- This project implements a decoder-only Transformer (GPT-style) from scratch using PyTorch.
- All core components—including token embeddings, positional encoding, masked multi-head self-attention, and feed-forward networks—are built manually without relying on high-level abstractions.
- The model is trained for autoregressive text generation, enabling analysis of token relationships, attention patterns, and learning dynamics during training.

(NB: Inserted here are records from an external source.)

PR #157, opened 2019-07-25
SampleGen: allow enums to be passed in as CLI flags

hzyi-google:
Allow samples to be invoked through `go sample.go --enum_value=FOO`


hzyi-google:
cc/ @googleapis/samplegen

cmd/gen-go-sample/enum.go
```diff
@@ -21,37 +21,55 @@ import (
...
-			return "", err
-		}
-		g.imports[impSpec] = true
+// enumType returns the Go Type name of a protobuf enum type.
+func enumType(info pbinfo.Info, enum *descriptor.EnumDescriptorProto, g *generator) (string, error) {
+	parts, impSpec, err := ancestors(info, enum, g)
+	if err != nil {
+		return "", err
+	}
+	return impSpec.Name + "." + strings.Join(parts, "_"), nil
```
noahdietz: Same comment regarding use of `fmt.Sprintf` or `strings.Builder`

cmd/gen-go-sample/enum.go
```diff
@@ -21,37 +21,55 @@ import (
...
+	var parts []string
+
+	for ; element != nil; element = info.ParentElement[element] {
+		parts = append(parts, element.GetName())
+		topElement = element
+	}
+
+	// We made array in [child, parent, grandparent] order, we want grandparent fist.
+	for i := 0; i < len(parts)/2; i++ {
+		parts[i], parts[len(parts)-1-i] = parts[len(parts)-1-i], parts[i]
```
noahdietz: can you put `len(parts)-1-i` in a variable since it is done twice (like in [SliceTricks](https://github.com/golang/go/wiki/SliceTricks#reversing) :wink:)

cmd/gen-go-sample/main.go
```diff
@@ -332,7 +333,15 @@ func (g *generator) genSample(ifaceName string, methConf GAPICMethod, regTag str
...
 		for i, n := range argNames {
-			fmt.Fprintf(&sb, ", %s %s", n, pbinfo.GoTypeForPrim[argTrees[i].typ.prim])
+			if e, ok := argTrees[i].typ.desc.(*descriptor.EnumDescriptorProto); ok {
+				en, err := enumType(g.descInfo, e, g)
+				if err != nil {
+					return err
+				}
+				fmt.Fprintf(&sb, ", %s %s", n, en)
+			} else {
+				fmt.Fprintf(&sb, ", %s %s", n, pbinfo.GoTypeForPrim[argTrees[i].typ.prim])
```
noahdietz: Can we make this the default?
```go
en := pbinfo.GoTypeForPrim[argTrees[i].typ.prim]
if e, ok := argTrees[i].typ.desc.(*descriptor.EnumDescriptorProto); ok {
  en, err = enumType(g.descInfo, e, g)
  if err != nil {
    return err
  }
}
fmt.Fprintf(&sb, ", %s %s", n, en)
```

Might have to declare an `err` var but this code structure flows better.

noahdietz: Also, separate comment, I'm not super familiar with the `argTrees` type and the guarantees around `.typ.prim` but what if there is typo and the value doesn't exist? Will it print the `nil`? Or should we be handling that here (or maybe in arg parsing?)

cmd/gen-go-sample/out.go
```diff
@@ -75,6 +75,21 @@ func (st *symTab) put(ident string, typ initType) error {
 	return nil
 }
 
+func (st *symTab) disambiguate(ident string, typ initType) string {
```
noahdietz: can you add a comment to this function or in the code? I'm having trouble understanding what this code does (might be my lack of context).

cmd/gen-go-sample/out.go
```diff
@@ -270,8 +285,8 @@ func writeComment(cmtFmt string, cmtArgs []string, gen *generator) error {
 	buf.WriteString("\n")
 	prependLines(&buf, "// ", false)
 	cmts := strings.Split(buf.String(), "\n")
-	for i, c := range(cmts) {
-		if i == len(cmts) - 1 {
+	for i, c := range cmts {
+		if i == len(cmts)-1 {
```
noahdietz: So this skips the last `cmt` item? maybe do `range cmts[:len(cmts)-1]` instead, or 
```go
end := len(cmts)-1
for _, c := range cmts[:end] {
  gen.pt.Printf(c)
}
```
Or some variation of that. Then you don't need `i` and it's a little more clear.

cmd/gen-go-sample/sampmain.go
```diff
@@ -0,0 +1,96 @@
...
+		if err := st.put(arg, dummyType); err != nil {
+			return err
+		}
+	}
+
+	p("func main() {")
+
+	for i := range argNames {
+		if _, ok := argTrees[i].typ.desc.(*descriptor.EnumDescriptorProto); ok {
+			p(`%s := flag.String(%s, "%s", "")`, argNames[i], flagNames[i], argTrees[i].leafVal)
```
noahdietz: use `%q` instead of `"%s"`

noahdietz: Does the first `%s` argument (`String(%s`) need to be wrapped in quotes? Or is it variable name? Just want to make sure because the following `p()` statement uses `%q` in the same position.

cmd/gen-go-sample/main_test.go
```diff
@@ -289,6 +289,35 @@ func TestWriteFile(t *testing.T) {
 
 }
 
+func TestEnum(t *testing.T) {
```
vchudnov-g: I suggest changing `"EType"` and `"AType"` in `initTestGenerator()` to be more descriptive. I assume "E" is for enum. What is "A" for?

cmd/gen-go-sample/main_test.go
```diff
@@ -289,6 +289,35 @@ func TestWriteFile(t *testing.T) {
...
+	t.Parallel()
+
+	g := initTestGenerator()
+	vs := SampleValueSet{
+		ID: "my_value_set",
+		Parameters: SampleParameter{
+			Defaults: []string{
+				`e = FOO`,
```
vchudnov-g: Could you use a unique name other than `FOO`? We already have a bunch of foos floating around, so this will make it easier to read and reason about. Thanks!

cmd/gen-go-sample/out.go
```diff
@@ -75,6 +75,21 @@ func (st *symTab) put(ident string, typ initType) error {
...
+	base := ident
+	sf := 1
+	_, ok := st.scope[ident]
+	for ok {
+		sf++
+		ident = fmt.Sprintf("%s%d", base, sf)
+		_, ok = st.scope[ident]
+	}
+	if err := st.put(ident, typ); err != nil {
+		panic("bad state: ident shouldn't have existed")
```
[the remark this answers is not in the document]
noahdietz: agreed, returning `err` is preferred to panicking (even if the end result is the tool panicking at the top level)

cmd/gen-go-sample/enum.go
```diff
@@ -21,37 +21,55 @@ import (
...
 			// EnumType.
-			parts = parts[1:]
+			parts = parts[:len(parts)-1]
 		}
 
-		// We made array in [child, parent, grandparent] order, we want grandparent fist.
-		for i := 0; i < len(parts)/2; i++ {
-			parts[i], parts[len(parts)-1-i] = parts[len(parts)-1-i], parts[i]
-		}
+		return impSpec.Name + "." + strings.Join(parts, "_") + "_" + s, nil
```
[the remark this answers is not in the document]
hzyi-google: Done

cmd/gen-go-sample/enum.go
hzyi-google: Done

cmd/gen-go-sample/enum.go
hzyi-google: Done

cmd/gen-go-sample/main.go
hzyi-google: Done

hzyi-google: Added an error handling statement at the end. Nice catch!

cmd/gen-go-sample/out.go
hzyi-google: Done.

cmd/gen-go-sample/out.go
hzyi-google: Done.

BTW, is there a more elegant way to skip the last empty string when `strings.Split("a\nb\nc\n", "\n")?

cmd/gen-go-sample/sampmain.go
hzyi-google: Done

hzyi-google: Totally! Fixed.

cmd/gen-go-sample/enum.go
```diff
@@ -21,37 +21,55 @@ import (
 	"github.com/googleapis/gapic-generator-go/internal/pbinfo"
 )
 
+// enumFmt returns a function that transforms a protobuf enum value literal into it's corresponding Go const.
```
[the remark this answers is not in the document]
hzyi-google: Done

cmd/gen-go-sample/enum.go
```diff
@@ -21,37 +21,55 @@ import (
...
+func enumType(info pbinfo.Info, enum *descriptor.EnumDescriptorProto, g *generator) (string, error) {
+	parts, impSpec, err := ancestors(info, enum, g)
+	if err != nil {
+		return "", err
+	}
+	return impSpec.Name + "." + strings.Join(parts, "_"), nil
+}
 
-		return impSpec.Name + "." + strings.Join(parts, "_") + "_" + s, nil
+// ancestors returns the names of all the types down to `enum`, included and the ImportSpec.
```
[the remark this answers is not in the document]
hzyi-google: Updated the comments. How about now?

cmd/gen-go-sample/enum.go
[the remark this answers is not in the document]
hzyi-google: Changed to `value`.

cmd/gen-go-sample/out.go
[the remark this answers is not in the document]
hzyi-google: Sooooo, I was hesitating on this, because this error should never happen: it keeps looking up the name in the table (the `for` loop), and when the name does not exist, it puts the name back. I didn't like to return an `err`, because there shouldn't be an error from the user's perspective.

Is it OK to swallow the error here?

cmd/gen-go-sample/main_test.go
hzyi-google: I think `AType` is just "a type". It is a very ordinary message.

cmd/gen-go-sample/main_test.go
hzyi-google: Change `EType` to `FruitEnum`, and the value to `BANANA`.

hzyi-google:
PTAL @noahdietz @vchudnov-g

cmd/gen-go-sample/out.go
pongad: I'm not sure if this is objectively better but I like it a little better: https://play.golang.org/p/MtudlnG2OE8

noahdietz: @pongad 's suggestion is certainly more readable. It's very clear that the code drops the last newline and goes about it's business, rather than dropping the last element  as I had suggested.

cmd/gen-go-sample/out.go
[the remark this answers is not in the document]
noahdietz: I'm OK with swallowing the error as long as we comment as to why it's being swallowed.

cmd/gen-go-sample/main.go
```diff
@@ -332,16 +332,21 @@ func (g *generator) genSample(ifaceName string, methConf GAPICMethod, regTag str
 	var argStr string
 	if len(argNames) > 0 {
 		var sb strings.Builder
-		for i, n := range argNames {
-			if e, ok := argTrees[i].typ.desc.(*descriptor.EnumDescriptorProto); ok {
-				en, err := enumType(g.descInfo, e, g)
+		for i, name := range argNames {
+			var typ string
```
noahdietz: We don't need to declare `typ` like this if it's being redeclared immediately via `typ, ok :=`.

hzyi-google: Ah my bad!

cmd/gen-go-sample/out.go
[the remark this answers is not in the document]
vchudnov-g: OK, sounds reasonable. +1 to comment

cmd/gen-go-sample/sampmain.go
```diff
@@ -0,0 +1,96 @@
...
+			if err != nil {
+				return err
+			}
+			vMap := tn + "_name"
+			st.put(v, dummyType)
+			fArgs = append(fArgs, fmt.Sprintf("%s(%s)", tn, v))
+
+			p(`%s, ok := %s[*%s]`, v, vMap, argNames[i])
+			p("if !ok {")
+			p(`log.fatal("enum type %s does not have value %%s", *%s)`, tn, v)
```
vchudnov-g: s/`v`/`argNames[i]`/ ? See  sample_enum.want

cmd/gen-go-sample/testdata/sample_enum.want
```diff
@@ -0,0 +1,62 @@
...
+}
+
+// [END awesome_region]
+
+func main() {
+	myFruit := flag.String("my_fruit", "APPLE", "")
+	flag.Parse()
+	myFruit2, ok := foopb.AType_FruitEnum_name[*myFruit]
+	if !ok {
+		log.fatal("enum type foopb.AType_FruitEnum does not have value %s", *myFruit2)
```
vchudnov-g: It seems to me that if `!ok!`, then the lookup of `*myFruit` failed, right?, so _that's_ what we should be reporting here (rather than `*myFruit2`---is that even defined in case of error?).

cmd/gen-go-sample/testdata/sample_enum.want
```diff
@@ -0,0 +1,62 @@
...
+	fmt.Printf("call finished.\n")
+	return nil
+}
+
+// [END awesome_region]
+
+func main() {
+	myFruit := flag.String("my_fruit", "APPLE", "")
+	flag.Parse()
+	myFruit2, ok := foopb.AType_FruitEnum_name[*myFruit]
```
vchudnov-g: IIUC, the name `myFruit2` is autogenerated from `myFruit`? Having the suffix 2 does not read very friendly to me.
I would suggest either:
 
(a) using `myFruitArg`
```
myFruitArg := flag.String("my_fruit", ...)
...
myFruit, ok := foopb.AType_FruitEnum_name[*myFruitArg]
```
OR 

(b) using `myFruitEnum` (or similar)
```
myFruit := flag.String("my_fruit", ...)
...
myFruitEnum, ok := foopb.AType_FruitEnum_name[*myFruit]
```

WDYT? I personally prefer (a). It's fine to do this in a follow-up PR, but I think we should.

cmd/gen-go-sample/main_test.go
vchudnov-g: This helps a lot. Thank you!

cmd/gen-go-sample/testdata/sample_enum.want
hzyi-google: Sounds good. I'll make `myFruitArg` the base name, and if that's already taken we use a numeric suffix to disambiguate.

cmd/gen-go-sample/out.go
```diff
@@ -75,6 +75,27 @@ func (st *symTab) put(ident string, typ initType) error {
...
+func (st *symTab) disambiguate(ident string, typ initType) string {
+	base := ident
+	sf := 1
+	_, ok := st.scope[ident]
+	for ok {
+		sf++
+		ident = fmt.Sprintf("%s%d", base, sf)
+		_, ok = st.scope[ident]
+	}
+	// We just checked that `ident` is not in the table, thus swallowing the error
```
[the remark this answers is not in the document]
hzyi-google: Done

cmd/gen-go-sample/sampmain.go
hzyi-google: Done

cmd/gen-go-sample/testdata/sample_enum.want
hzyi-google: Done

cmd/gen-go-sample/testdata/sample_enum.want
hzyi-google: Done

hzyi-google:
PTAL @vchudnov-g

- Implement a decoder-only Transformer from scratch to gain a deep, component-level understanding of GPT-style architectures
- Analyze the impact of architectural choices and hyperparameters through controlled training experiments
- Study how token representations, attention patterns, and language structure evolve during autoregressive training
- Build a foundation for systematic experimentation on training dynamics, generalization, and overfitting behavior
- Decoder-only Transformer fully implemented from scratch, including all core components
- Model successfully trained on the dataset and supports autoregressive text generation
- Training pipeline is stable and reproducible across runs
- Currently in a deep experimentation phase, focusing on training dynamics, hyperparameter effects, and overfitting behavior
git clone https://github.com/tulasinnd/decoder-only-transformer-from-scratch.git
cd decoder-only-transformer-from-scratch
pip install -r requirements.txt
# Train the model
python main.py
# Generate text using a trained checkpoint
python generate.py
## Example Generated Text
Prompt: hello
Generated: helloains and transport the economy is now home . At the ground , the main couple
ends along the estimated in the Mediterranean . The game again finished with Nesbid and juniora
started the north side . By 04 , and August 3 , the formerNote: This is an early-stage model trained on a limited dataset. Generated text may appear nonsensical. The implementation demonstrates full end-to-end autoregressive generation and will improve with further training and hyperparameter tuning.
Input IDs
│
▼
Token Embeddings + Positional Embeddings
│
▼
Dropout
│
▼
┌───────────────────────────────┐
│ Decoder Layer × N │
│ ┌─────────────────────────┐ │
│ │ LayerNorm │ │
│ │ Multi-Head Attention │ │
│ │ Residual Connection │ │
│ │ LayerNorm │ │
│ │ Feed Forward Network │ │
│ │ Residual Connection │ │
│ └─────────────────────────┘ │
└───────────────────────────────┘
│
▼
Final Linear Layer → Logits
Note: The following parameters, metrics, and graphs are part of ongoing experiments. They may change as the model is further trained or hyperparameters are adjusted.
- d_model: 128
- num_heads: 4
- num_layers: 4
- max_seq_len: 128
- batch_size: 16
- num_steps: 100000
- learning_rate: 3e-4
- grad_clip_value: 1.0
- eval_iters: 100
- print_every: 200
- seq_len: 64
- seed: 42
- embedding_dropout: 0.1
- attention_dropout: 0.1
- residual_dropout: 0.1
- temperature: 0.8
- top_p: 0.8
- max_new_tokens: 20
| Step | Train Loss | Train PPL | Val Loss | Val PPL |
|---|---|---|---|---|
| 5,000 | 6.47 | 644 | 6.71 | 818 |
| 10,000 | 5.85 | 348 | 6.15 | 467 |
| 15,000 | 5.32 | 204 | 5.95 | 383 |
| 20,000 | 4.99 | 146 | 5.88 | 357 |
| 25,000 | 4.75 | 116 | 5.85 | 348 |
| 30,000 | 4.57 | 97 | 5.85 | 346 |
| 35,000 | 4.43 | 84 | 5.86 | 350 |
Reminder: The graph will be updated as the model trains further.